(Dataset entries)
*** Block opens ***

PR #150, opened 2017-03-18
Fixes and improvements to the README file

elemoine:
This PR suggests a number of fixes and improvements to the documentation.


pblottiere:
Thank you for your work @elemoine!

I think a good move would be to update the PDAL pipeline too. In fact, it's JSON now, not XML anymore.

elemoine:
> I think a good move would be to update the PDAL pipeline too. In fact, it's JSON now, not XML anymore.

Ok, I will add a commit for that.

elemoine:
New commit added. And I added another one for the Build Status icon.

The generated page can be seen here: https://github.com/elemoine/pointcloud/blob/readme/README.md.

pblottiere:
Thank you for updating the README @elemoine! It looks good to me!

*** Block closes ***

## PROBLEM REQUIREMENTS
Above are the records; set each one down word for word.

## OUTPUT OF THE EXERCISE
PR #150, opened 2017-03-18
Fixes and improvements to the README file

elemoine:
This PR suggests a number of fixes and improvements to the documentation.


pblottiere:
Thank you for your work @elemoine!

I think a good move would be to update the PDAL pipeline too. In fact, it's JSON now, not XML anymore.

elemoine:
> I think a good move would be to update the PDAL pipeline too. In fact, it's JSON now, not XML anymore.

Ok, I will add a commit for that.

elemoine:
New commit added. And I added another one for the Build Status icon.

The generated page can be seen here: https://github.com/elemoine/pointcloud/blob/readme/README.md.

pblottiere:
Thank you for updating the README @elemoine! It looks good to me!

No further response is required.